Moreover, the specific goals are to generate an alert system for possible cases of RD with data from the electronic medical record, to describe the occurrence of RD in the evaluated population, to characterize the population, to describe patterns of diagnosis and treatment of RD present at the time, and to explore patient-reported outcomes.
Description
Rare Diseases (RD) pose a health challenge due to their complexity and low prevalence, generating a burden in terms of morbidity and mortality and costs.
The fragmentation of data on these diseases makes it difficult to understand them comprehensively. Therefore, the creation of a macro institutional registry that brings together information on RD would facilitate research in this field.
The registries are organized systems of systematic data collection of a large number of patients quickly and efficiently on a particular disease at a given time.
The main difficulty of the registries is the guarantee of the quality of their data.
The main objectives of the registry are:
Understand risk factors and prognosis. Evaluate the diagnostic and therapeutic comparison with current standards. Advance knowledge of the disease to optimize the assessment, treatment and monitoring of patients.
Analyze the effectiveness of new therapies. Studying differences between populations. Quickly estimate the morbidity, mortality and resource utilization associated with a disease entity.
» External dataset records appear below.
PR #10119, opened 2026-03-16
Fix wire:navigate CSP nonce mismatch violations

valorin:

This is a bugfix. I couldn't find any existing discussions, so attempted to fix.

Yes, own branch.

Single change to fix the issue.

Yes, although they were written by Claude - and won't run locally because I don't have Chrome set up in my dev env.

Thanks for contributing! 🙌

_Note, the fix and tests were implemented using Claude, because my JS skills are limited. I have full tested the fix in my own app, but it might need some wider testing, and as noted above, I haven't been able to run the tests._

## Problem

  When using `wire:navigate` with a strict nonce-based Content Security Policy, every SPA navigation triggers CSP violations.
  Each server response includes a unique CSP nonce, but during SPA navigation the browser continues enforcing the **original
  page's** CSP header. When Livewire fetches a new page and swaps the HTML, the new page's nonce-bearing `<script>`, `<style>`,  and `<link>` elements are rejected because their nonces don't match.

  This causes three distinct violations:
  1. **`DOMParser.parseFromString()`** reports violations when parsing HTML containing nonce'd elements — the browser enforces
  CSP even on inert parsed documents
  2. **`mergeNewHead()`** re-injects already-loaded assets because `outerHTML` comparison includes the nonce (which differs per
   request), making identical assets look "new"
  3. **`cloneScriptTag()`** copies nonces via `setAttribute()` which browsers ignore for CSP — the `.nonce` IDL property is
  required for dynamically inserted elements

  ## Solution

  Four changes to `js/plugins/navigate/page.js`:

  1. **Capture the initial CSP nonce** on first page load (via `livewireScriptConfig.nonce` or the `.nonce` IDL property) and
  store it for the SPA session lifetime
  2. **Replace nonces in raw HTML before parsing** — `replaceNoncesInHtml()` extracts the new page's nonce from the fetched
  HTML string and replaces all occurrences with the captured nonce *before* `DOMParser.parseFromString()` sees it
  3. **Compare head assets ignoring nonces** — `mergeNewHead()` uses the existing `ignoreAttributes()` function (already used
  for body script deduplication) to strip nonces before comparing
  4. **Use `.nonce` IDL property in `cloneScriptTag()`** — dynamically created scripts use `script.nonce = value` instead of
  `setAttribute('nonce', value)`

  ## Test

  Added `test_navigate_does_not_trigger_csp_violations_with_different_nonces` browser test that:
  - Renders two pages with different CSP nonces and enforcing `Content-Security-Policy` headers
  - Navigates between them via `wire:navigate`
  - Asserts no console errors and no CSP violation warnings

### DIFF
--- a/js/plugins/navigate/page.js
+++ b/js/plugins/navigate/page.js
@@ -6,7 +6,18 @@ let attributesExemptFromScriptTagHashing = [
     'aria-hidden',
 ]
 
+// Capture the current page's CSP nonce on first load, before the browser
+// clears it from the DOM. This nonce must be used for all subsequent
+// wire:navigate page swaps since the browser keeps enforcing the original
+// page's CSP header throughout SPA navigation.
+let currentPageNonce = captureInitialNonce()
+
 export function swapCurrentPageWithNewHtml(html, andThen) {
+    // Replace nonces in the raw HTML string before parsing so that
+    // DOMParser.parseFromString() doesn't trigger CSP violations.
+    // The browser enforces CSP even on inert parsed documents.
+    html = replaceNoncesInHtml(html)
+
     let newDocument = (new DOMParser()).parseFromString(html, "text/html")
     let newHtml = newDocument.documentElement
     let newBody = document.adoptNode(newDocument.body)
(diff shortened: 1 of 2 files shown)


calebporzio:
thanks for this, merged #10133 which supersedes this, made sure you have contribution credit in that one @valorin - thanks!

Examine the course of a disease Formulate novel hypotheses for further prospective studies.
Eligibility
Inclusion Criteria:
- Clinical and/or molecular diagnosis of any of the following rare diseases: Amyloidosis, Sarcoidosis, Phacomatosis, Pheochromocytoma, Paraganglioma, Von Hippel-Lindau Disease, Immunoglobulin G4-Related Disease, Demyelinating Diseases, Inborn Errors of Metabolism, Eosinophilic Gastrointestinal Disorders, Hypertrophic Cardiomyopathy, Gaucher Disease, Congenital Adrenal Hyperplasia, Hereditary Angioedema, Pulmonary Hypertension, Wilson Disease, Vascular Anomalies, Mastocytosis, Multiple Endocrine Neoplasia, Inflammatory Bowel Diseases, Prader-Willi Syndrome, Hirschsprung Disease, or Cushing Syndrome.
- Must be followed at Hospital Italiano de Buenos Aires.
Exclusion Criteria:
- Refusal to participate in the study or in the informed consent process.